O presidente Lula (PT) participa de cerimônia de Natal com catadores no estádio Mané Garrincha, em Brasília, com a primeira-dama JAnja, em 22 de dezembro de 2023. Foto: Gabriela Biló /Folhapress
Diante de tudo o que estamos agora sabendo, e que até aqui apenas especulávamos, o 8 de janeiro era o prelúdio de um golpe de Estado que teria sido, segundo os documentos apreendidos pela Policia Federal, devidamente desenhado pelo governo Bolsonaro e por integrantes das forças militares.
A chave do golpe era a GLO, a Garantia da Lei e da Ordem.
Como se daria: Lula, amedrontado com a quebradeira em Brasília e com as estradas travadas, assinaria a GLO autorizando o exército a agir. Com a GLO, o golpe seria concretizado. Tudo devidamente estruturado, registrado, planejado.
Lula quase assinou a GLO e só não o fez porque Janja pulou à frente e disse não.
“Foi a Janja que me alertou: ‘Não aceita GLO porque GLO é tudo que eles querem, é tomar conta do governo’. Se eu dou autoridade pra eles, eu dou o governo pra eles”. A frase é de Lula e foi falada em entrevista exibida no Fantástico, da Globo.
Diante da força com que Janja se manifestou, Lula então teria perguntado a Flavio Dino se a multidão poderia ser contida apenas com as forças civis, e Dino assentiu.
Se vamos acreditar no depoimento de Lula, então foi Janja que apontou para a armadilha no caminho e nos livrou de mais uma ditadura.
O resto é história. Uma história que ainda está sendo escrita.
Janja é alvo de todo tipo de machismo vindo da direita e da esquerda também. Teve que escutar, impávida, de frente para uma audiência imensa, o ridículo e infantilizado discurso de Lula contra as pautas identitárias que são tão importantes para ela. Pois, de acordo com o que disse Lula, coloquem na conta da primeira-dama o papel central na orientação para que Lula não assinasse a GLO que era a chave do golpe.
A percepção tão fundamental sobre a GLO não veio dos conselheiros do presidente que representam um mesmo perfil identitário – homens, brancos e heterossexuais com mais de 60 anos.

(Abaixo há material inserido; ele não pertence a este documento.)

Issue #3344, opened 2023-02-13
Deprecate `this.template` in favor of `this.shadowRoot`


nolanlawson:
When LWC was first released, `this.template` made sense – it referred to the (shadow DOM) template. Today it roughly means the same thing as `this.shadowRoot`, since it is undefined for light DOM components. (E.g. developers have to remember do to `this.querySelector()` in light DOM and `this.template.querySelector()` in shadow DOM.)

As part of hewing closer to the standards, I believe we should deprecate `this.template` in favor of `this.shadowRoot`. If you access `this.template` you should get a warning, and eventually it should be removed.

caridy:
the problem is that this.shadowRoot is null for closed mode. this is why we have a private field (template) that can always be around, even for closed shadows.

nolanlawson:
@caridy In practice LWC almost always runs in open mode, but your point is well taken. In closed shadow environments, I think exposing ElementInternals somehow would make sense:

```js
renderedCallback() {
  console.log(this.internals.shadowRoot) // or something. Maybe this.#internals
}
```

caridy:
yeah, I suspect that will happen at some point. keep in mind that `this.template` predates the notion of `internals`.

PR #4027, opened 2024-02-29
chore: avoid @ts-ignore

wjhsf:
## Details

In #3995 I claimed to leverage the full power of `@typescript-eslint`. That was a lie! I focused on the rules that were auto-fixable or minimal manual fixes, and disabled the ones requiring manual fixes. In #4025, a new `@ts-ignore` was introduced, so I decided that it seemed like a good time to re-enable the rule saying "hey, don't do that!"

### DIFF
--- a/packages/@lwc/engine-core/src/framework/base-lightning-element.ts
+++ b/packages/@lwc/engine-core/src/framework/base-lightning-element.ts
@@ -624,7 +624,7 @@ function createElementInternalsProxy(
 
     // TODO: fix?
     // @ts-expect-error base type doesn't allow returning undefined
-    get refs(): RefNodes | undefined {
+    get refs(): RefNodes {
         const vm = getAssociatedVM(this);
 
         if (isUpdatingTemplate) {
@@ -719,15 +719,16 @@ function createElementInternalsProxy(
         return renderer.getChildren(vm.elm);
     },
 
-    // TODO: fix?
-    // @ts-expect-error base type doesn't allow returning undefined
     get childNodes() {
         const vm = getAssociatedVM(this);
         const renderer = vm.renderer;
         if (process.env.NODE_ENV !== 'production') {
             warnIfInvokedDuringConstruction(vm, 'childNodes');
         }
-        return renderer.getChildNodes(vm.elm);
+        // getChildNodes returns a NodeList, which has `item(index: number): Node | null`.
+        // NodeListOf<T> extends NodeList, but claims to not return null. That seems inaccurate,
+        // but these are built-in types, so ultimately not our problem.
+        return renderer.getChildNodes(vm.elm) as NodeListOf<ChildNode>;
     },
 
     get firstChild() {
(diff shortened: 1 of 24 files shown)


ekashida (approved):
🍕

packages/@lwc/engine-core/src/framework/base-lightning-element.ts
```diff
@@ -622,7 +622,9 @@ LightningElement.prototype = {
         return vm.shadowRoot;
     },
 
-    get refs(): RefNodes | undefined {
+    // TODO: fix?
```
wjhsf, line 625: Reading through the code here, it seems like `undefined` is a valid return value, so I think we should update the base type to indicate that. But that seems likely to have a ripple effect downstream!

packages/@lwc/engine-core/src/framework/base-lightning-element.ts
```diff
@@ -190,6 +190,8 @@ type RefNodes = { [name: string]: Element };
 const refsCache: WeakMap<RefVNodes, RefNodes> = new WeakMap();
 
 export interface LightningElement extends HTMLElementTheGoodParts, AccessibleElementProperties {
+    constructor: LightningElementConstructor;
+    shadowRoot: ShadowRoot | null;
```
wjhsf, line 194: Removing the `@ts-ignore` from the prototype assignment revealed that these are missing.

packages/@lwc/engine-core/src/framework/base-lightning-element.ts
```diff
@@ -190,6 +191,7 @@ type RefNodes = { [name: string]: Element };
 const refsCache: WeakMap<RefVNodes, RefNodes> = new WeakMap();
 
 export interface LightningElement extends HTMLElementTheGoodParts, AccessibleElementProperties {
+    constructor: LightningElementConstructor;
```
wjhsf, line 194: Removing the `@ts-ignore` from the prototype assignment revealed that this was missing from the `LightningElement` interface.

packages/@lwc/engine-core/src/framework/base-lightning-element.ts
```diff
@@ -179,6 +179,7 @@ type HTMLElementTheGoodParts = { toString: () => string } & Pick<
     | 'removeEventListener'
     | 'setAttribute'
     | 'setAttributeNS'
+    | 'shadowRoot'
```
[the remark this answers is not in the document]
nolanlawson: The `LightningElement` class in `base-lightning-element` refers to the view of the class from the inside (e.g. `this.refs`, `this.tagName`, etc.) – as opposed to `base-bridge-element` which refers to the view of the class from the outside (`elm.shadowRoot`, `elm.tagName`, etc.).

`this.shadowRoot` is actually not exposed in `LightningElement`s today. We have an open item to fix that, but it's an accurate representation of reality: https://github.com/salesforce/lwc/issues/3344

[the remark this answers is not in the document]
nolanlawson: Ah weird, I just realized that the property does exist, but it's always null:

https://github.com/salesforce/lwc/blob/372a37f6de47ac7fa163ab704359c922aeb6755f/packages/%40lwc/engine-core/src/framework/base-lightning-element.ts#L705-L709

This is a bit weird, but I guess it's fine, since in the standard `HTMLElement` the `shadowRoot` may be null as well.

nolanlawson (approved):
Cool stuff, feel like I'm learning a lot about TypeScript by reading these!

Veio da solitária mulher na sala, a única ali compreendida como integrante de grupo identitário, já que homens brancos e heterossexuais são incapazes de se perceber como grupo identitário.
Pelo visto, se Lula tivesse escutado esse grupo identitário que serve como seu núcleo de conselheiros não estaríamos aqui agora falando de como o país escapou de mais um golpe de estado. Seria prudente que Lula alargasse seu campo de aconselhamento a fim de se cercar de pessoas capazes de, não apenas entender o caráter universalista das pautas que os conservadores chamam de identitárias, como também enxergar armadilhas onde elas existem.